Le sociologue et militant contre le sida Daniel Defert, fondateur de l'association Aides, est décédé ce 7 février à l'âge de 85 ans, a annoncé l'organisation qu'il avait fondée en 1984, à la suite du décès de son compagnon le philosophe Michel Foucault, et qu'il avait présidée jusqu'en 1991.
Daniel Defert a contribué à « briser la chape de plomb entourant le VIH/sida », et à combattre les « stigmatisations », lui a rendu hommage Aides. L'universitaire, qui « laisse derrière lui le souvenir indélébile d'une vie militante », avait compris que « le silence et les stigmatisations » des personnes atteintes par le virus entravaient « la mise en place d'une réelle mobilisation, d'outils adaptés et de solutions efficaces », a poursuivi l'association dans un communiqué. « Nous poursuivrons sa lutte, notre lutte », a-t-elle ajouté.
Le patient au centre
Daniel Defert a « remis le patient au centre » de la lutte contre le sida, rappelle Aurélien Beaucamp, vice-président d'Aides après avoir été président de 2015 à 2021. « Sans lui, on n'en serait pas là aujourd'hui. À l’époque de la création d'Aides, en 1984, on n'avait ni test, ni traitement, et les malades étaient victimes d'un ostracisme très fort », souligne-t-il.
Agrégé de philosophie et militant de la « gauche prolétarienne », mouvement clandestin maoïste, Daniel Defert avait fondé Aides quelques mois après le décès de son célèbre compagnon Michel Foucault, en juin 1984 à l'âge de 57 ans. « Nous avions milité ensemble, et c'était un peu mon travail de deuil de continuer un travail militant », expliquait-il en 2000.
Ce sont les « mensonges et les malentendus », autrement dit les non-dits entourant la mort de Foucault, qui l'avaient conduit à s'engager dans ce combat, avait-il précisé en 1996. « J'ai voulu vivre ce deuil en continuant une histoire commune autour d'un enjeu éthique de prise de parole ».
Il s'agissait aussi d'affirmer la prise de pouvoir des patients, et le refus de retourner « mourir chez maman », comme l'a rappelé Robin Campillo, réalisateur de « 120 battements par minute » dans « Le Quotidien » : « Il y a urgence à penser nos formes d'action jusqu'à la mort, ce que les hétéros ont institutionnalisé depuis longtemps. Je ne retournerai pas mourir chez maman. (...) Face à une urgence médicale certaine et une crise morale qui est une crise d'identité, je propose un lieu de réflexion, de solidarité et de transformation », écrivait Daniel Defert le 29 septembre 1984.
Hommages des ministres de la Santé
Avec Foucault, Daniel Defert avait également participé en 1971 à la création de l'éphémère Groupe d'information sur les prisons (GIP), qui ambitionnait de donner la parole aux détenus, d'alerter sur les conditions de détention et de porter une réflexion sur le sens de l'incarcération.

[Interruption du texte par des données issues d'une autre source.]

PR #1344, opened 2025-04-25
DISCUSSION change Expr.skb.cross_validate?

jeromedockes:
As discussed with @glemaitre , @rcap107 , @jovan-stojanovic and @Vincent-Maladiere  having 2 `cross_validate` and 2 `train_test_split` is confusing.

this removes one of each. Now we must do

```python
skrub.cross_validate(e.skb.get_estimator(), e.skb.get_data())
```

(and for train_test_split `e.skb.train_test_split()`)


GaelVaroquaux:
I must say that I find this quite disappointing: we're forcing much typing (and thus much errors for non advanced users) for a very common need.

I agree with the sentiment that the solution that we had was suboptimal (somewhat confusing API). I think that we need to find a new one. Maybe it was just a question of playing with the names.

glemaitre:
> I think that we need to find a new one. Maybe it was just a question of playing with the names.

To me it is more a problem of API. The fact that you can easily missed that you don't use the search CV was a compelling example that something is wrong.

In terms of naming, I'm wondering about something: if I'm not mistaken we usually refer to "cross-validate a model" rather than data. I'm wondering if don't miss a paradigm to mention that we apply a search-cv on the data or a nested search-cv.

jeromedockes:
> we're forcing much typing (and thus much errors for non advanced users) for a very common need.

Indeed that was the reason for having `Expr.skb.cross_validate` in the first place. Here are some other options we discussed, none of which were to everybody's liking:

1. keep things as they are, with both `skrub.cross_validate(e.skb.get_pipeline(), e.skb.get_data())` and the shorthand `e.skb.cross_validate()`
2. keep things as they are but rename `e.skb.cross_validate()` to `e.skb.cross_validate_default()`
3. remove `.skb.cross_validate` (this PR)
4. remove `skrub.cross_validate` and add an `estimator` argument to `.skb.cross_validate`. ATM it uses the expression's data by default but we can replace it by passing a new value. This would allow doing the same thing for the estimator. So `e.skb.cross_validate()` would be like `e.skb.cross_validate(e.skb.get_estimator(), e.skb.get_data())` and we could write for example `e.skb.cross_validate(estimator=e.skb.get_randomized_search(cv=10))`
5. add a `cross_validate` method on the generated pipeline / param search. We would write `e.skb.get_randomized_search(cv=10).cross_validate(e.skb.get_data())`. (note the randomized search does not have a reference to the data so the `get_data()` is not optional here)
6. remove `skrub.cross_validate` and keep `e.skb.cross_validate()` as it is (which makes nested cross-validation impossible)

To remind the context, the 2 issues that were raised about `.skb.cross_validate()` are:

- It is not obvious that we are cross-validating the default pipeline, without any hyperparameter search
- It means there are 2 different `cross_validate` functions (`skrub.cross_validate` and `e.skb.cross_validate` which is a shortcut for `skrub.cross_validate` when we don't need nested CV)

jeromedockes:
I'll move the removal of `skrub.train_test_split` to a different PR because that probably needs less discussion (`skrub.train_test_split` does not do anything that `e.skb.train_test_split` cannot do)

jeromedockes:
> I'm wondering if don't miss a paradigm to mention that we apply a search-cv on the data or a nested search-cv.

sounds interesting but I'm not sure I understand could you elaborate a bit?

jeromedockes:
another option (similar to 4. but perhaps looks a bit less weird) could be something like `skrub.cross_validate(expr=None, *, pipeline="default", environment="default")` where `expr` must be provided whenever `pipeline` or `environment` is left to "default" (and is unused when both `pipeline` and `environment` are provided). So the simple case would be `skrub.cross_validate(e)` instead of `e.skb.cross_validate()`. when looking at the function call it is still not obvious that the default pipeline is used but at least the word "default" is explicitly in the function signature


More generally I think having a word like "default" in the function name or signature (eg as in option 2.  above) may be the only way to satisfy both requirements "I shouldn't need to type the code that extracts the default pipeline" and "It should be obvious that I'm using the default pipeline"

Vincent-Maladiere:
I'm +1 for `skrub.cross_validate(expr=None, *, pipeline="default", environment="default")`

jeromedockes:
> another option (similar to 4. but perhaps looks a bit less weird) could be something like `skrub.cross_validate(expr=None, *, pipeline="expr.get_pipeline()", environment="expr.get_data()")` where `expr` must be provided whenever `pipeline` or `environment` is left to the default (and is unused when both `pipeline` and `environment` are provided). So the simple case would be `skrub.cross_validate(e)` instead of `e.skb.cross_validate()` and the nested cv would remain `skrub.cross_validate(pipeline=e.skb.get_randomized_search(), environment=e.skb.get_data())`. when looking at the function call it is still not obvious that the default pipeline is used but at least it is clear what is being used when looking at the signature.

@rcap107 , @Vincent-Maladiere and I are ok with this solution so I'll update the PR with it

PR #1348, opened 2025-04-28
remove skrub.train_test_split

jeromedockes:
as it is redundant with `Expr.skb.train_test_split`


Vincent-Maladiere (approved):
Nice simplification!!

jeromedockes:
thanks @Vincent-Maladiere . I don't think we need more than 1 review for this one

PR #783, opened 2018-12-17
Add nk_***_get_scroll and nk_***_set_scroll for groups, windows, and popups

keharriso:
I thought these two functions (`nk_group_get_scroll` and `nk_group_set_scroll`) would be useful. I also added similar functions for windows and popups.

PR #802, opened 2019-02-18
Add nk_***_get_scroll and nk_***_set_scroll for groups, windows, and popups

keharriso:
Split #783 into two. This half of the changes adds `nk_***_get_scroll` and `nk_***_set_scroll` for groups, windows, and popups. It also bumps the version to 4.01.0

### DIFF
--- a/doc/nuklear.html
+++ b/doc/nuklear.html
@@ -2307,6 +2307,7 @@ X...XXXXXXXXXXXXX...X -           "
    - [x]: Major version with API and library breaking changes
    - [yy]: Minor version with non-breaking API and library changes
    - [zz]: Bug fix version with no direct changes to API
+- 2018/12/18 (4.01.0) - Added nk_***_get_scroll and nk_***_set_scroll for groups, windows, and popups
 - 2018/10/31 (4.00.2) - Added NK_KEYSTATE_BASED_INPUT to "fix" state based backends
 - 2018/04/01 (4.00.1) - Fixed calling `nk_convert` multiple time per single frame
 - 2018/04/01 (4.00.0) - BREAKING CHANGE: nk_draw_list_clear no longer tries to
--- a/doc/nuklear.html
+++ b/doc/nuklear.html
@@ -97,6 +97,7 @@ NK_INCLUDE_COMMAND_USERDATA     | Defining this adds a userdata pointer into eac
 NK_BUTTON_TRIGGER_ON_RELEASE    | Different platforms require button clicks occurring either on buttons being pressed (up to down) or released (down to up). By default this library will react on buttons being pressed, but if you define this it will only trigger if a button is released.
 NK_ZERO_COMMAND_MEMORY          | Defining this will zero out memory for each drawing command added to a drawing queue (inside nk_command_buffer_push). Zeroing command memory is very useful for fast checking (using memcmp) if command buffers are equal and avoid drawing frames when nothing on screen has changed since previous frame.
 NK_UINT_DRAW_INDEX              | Defining this will set the size of vertex index elements when using NK_VERTEX_BUFFER_OUTPUT to 32bit instead of the default of 16bit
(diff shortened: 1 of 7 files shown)


dumblob:
Thanks @keharriso, it looks good to me. It's clear, readable and simple. I didn't test it though.
@vurtun feel free to give it a short test and I think we can merge it.

irtusb:
what if I only want vertical scroll offset? nk_window_get_scroll() should accept NULL to ignore one or both args

keharriso:
> what if I only want vertical scroll offset? nk_window_get_scroll() should accept NULL to ignore one or both args. Same remark for the other two getters.

Done, thanks for the suggestion.

borodust:
Any chance this would be merged anytime soon?

dumblob:
Thanks for the reminder. Please rebase this pull on top of the current version and I'll merge it.

dumblob:
Thanks for rebasing - there are though some conflicts (even though GitHub doesn't show any conflicts for some reason) - see e.g. the content of https://github.com/vurtun/nuklear/blob/master/demo/x11_rawfb/Makefile and the diff in this pull.

Could you please check the pull for such cases? Thank you for understanding.

keharriso:
I'm afraid I don't see the difference.
https://github.com/vurtun/nuklear/blob/master/demo/x11_rawfb/Makefile
and
https://github.com/keharriso/nuklear/blob/get-set-scroll/demo/x11_rawfb/Makefile
look exactly the same to me.

borodust:
I wonder if upstream master was force pushed or @keharriso fork got corrupted in some way. I've rebased @keharriso's branch onto vurtun/master and after a bit of skipping commits i've got nice history back, or so it seems: https://github.com/vurtun/nuklear/compare/master...borodust:get-set-scroll

doc/nuklear.html
```diff
@@ -2258,6 +2307,9 @@
    - [x]: Major version with API and library breaking changes
    - [yy]: Minor version with non-breaking API and library changes
    - [zz]: Bug fix version with no direct changes to API
+- 2019/06/23 (4.01.0) - Added nk_***_get_scroll and nk_***_set_scroll for groups, windows, and popups
+- 2019/06/12 (4.00.3) - Fix panel background drawing bug
```
borodust: I also got these lines after rebasing. Are those correct?

dumblob:
@keharriso Travis has updated their distro and we didn't update the script so far (any pulls welcome - my bet is, that the ppa is not any more required as everything is in the default repositories).

>I'm afraid I don't see the difference.

There is no difference, but this shouldn't happen and I didn't check all the rest of the pull because if such thing happens, it must be cleared up first.

Actually I've checked the branch `get-set-scroll` from @borodust and can confirm, that this one is totally clear and is exactly what I would expect in the diffs. @keharriso any suggestions what would be your preferred way to proceed?

keharriso:
I'm pretty sure I just did the rebase wrong. I don't have much experience with that.

keharriso:
I just force pushed the branch from @borodust

doc/nuklear.html
keharriso: I believe they reflect the changes in CHANGELOG

borodust: Ah, that's a generated file, my bad.

nuklear.h
```diff
@@ -2609,6 +2643,8 @@ NK_API struct nk_rect nk_layout_space_rect_to_local(struct nk_context*, struct n
 /// nk_group_scrolled_offset_begin  | Start a new group with manual separated handling of scrollbar x- and y-offset
 /// nk_group_scrolled_begin         | Start a new group with manual scrollbar handling
 /// nk_group_scrolled_end           | Ends a group with manual scrollbar handling. Should only be called if nk_group_begin returned non-zero
+// nk_group_get_scroll              | Gets the scroll offset for the given group
```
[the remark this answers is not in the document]
keharriso: Alright, hopefully that commit fixes the slashes.

borodust:
Thanks!

PR #836, opened 2019-05-10
Editfix1

lundril:
This fixes two problems I found in nk_do_edit().
1) scroll position changes when de-activating and then re-activating edit widget
2) auto-scroll does not work when pressing "home" followed by "end".


demo/x11/Makefile
```diff
@@ -1,5 +1,6 @@
 # Install
 BIN = zahnrad
+FIX = fix
```
dumblob: I think to better distinguish the two binaries/apps, we should rather use `EDITFIX` instead of just `FIX` (same goes for `fix` -> `editfix`).

demo/x11/Makefile
```diff
@@ -11,3 +12,8 @@ $(BIN):
 	@mkdir -p bin
 	rm -f bin/$(BIN) $(OBJS)
 	$(CC) $(SRC) $(CFLAGS) -D_POSIX_C_SOURCE=200809L -o bin/$(BIN) -lX11 -lm
+
+$(FIX):
+	@mkdir -p bin
+	rm -f bin/$(FIX)
+	$(CC) editfix.c $(CFLAGS) -D_POSIX_C_SOURCE=200809L -o bin/$(FIX) -lX11 -lm
```
dumblob: To maintain regularity, could you please add `SRC = main.c` and `OBJ = $(SRC:.c=.o)` for `editfix.c`?

One more thing - when you're already at changing the Makefile, could you please add `.PHONY` sections as in the [x11_opengl2](https://github.com/vurtun/nuklear/blob/master/demo/x11_opengl2/Makefile ) demo?

lundril: Ok I tried now to do two things:
1) I added the .PHONY targets as in the x11_opengl2 demo
2) I renamed everything to "edittest" since this is really just for checking it out and does not fix anything.
2) I now use an edittest.c which might be included into main.c for the X11 demo like the other parts (overview.c etc).

The editfix1 branch I created contains three independent changes in the sense that you might apply them separately and each of them should leave you with a compileable and working source code.
One of these changes is just adding a test windows to be able to check out the fix easily; so this is not even needed at all.

Since I am new to github: 
Should I split these into three different pull requests ? I am not sure what's best for you ...

so long
  ingo

0x0203:
What is the status of this? Are changes/fixes still pending?

demo/x11/Makefile
dumblob: Sorry for the delay. No need to split the requests - we're trying to be less formal, if possible :wink:.

Because it's an update of `nuklear.h`, don't forget to make the changes (only) in `src/...`, bump version and then generate `nuklear.h` using `src/paq.sh` (see `src/Readme.md`).

Looking forward to merging it.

Il fut membre de nombreuses institutions de santé publique : la Société internationale sur le sida (1986-1994), l'Organisation mondiale de la santé (1988-1993), le Comité national du Sida (1989-1998) et le Haut Conseil de la santé publique.
« Immense gratitude à notre très cher Daniel Defert. Que de souvenirs de nos luttes pour combattre toutes les discriminations. Un grand monsieur », a rendu hommage sur Twitter l'ex ministre de la Santé Roselyne Bachelot.
C'était « un homme exceptionnel d’humanité, un interlocuteur déterminant de la lutte contre le Sida et d’une manière générale de la reconnaissance des droits des personnes malades », a ajouté l'homme politique Claude Evin, également ancien ministre de la Santé.
Quant à la Première ministre Élisabeth Borne, elle a fait part de sa tristesse à l'égard de la disparition d'une « figure de la lutte contre le sida (...) qui a dédié sa vie à aider les victimes, à bâtir la solidarité ».
« C'est un combattant dont la voix manquera », a réagi sur Twitter la maire PS de Paris Anne Hidalgo.
« Les militant.es de la lutte contre le sida lui doivent tant. Il nous a montré le chemin. Il est notre pionnier », a également souligné Jean-Luc Romero-Michel, adjoint à la mairie de Paris chargé de la Lutte contre les discriminations.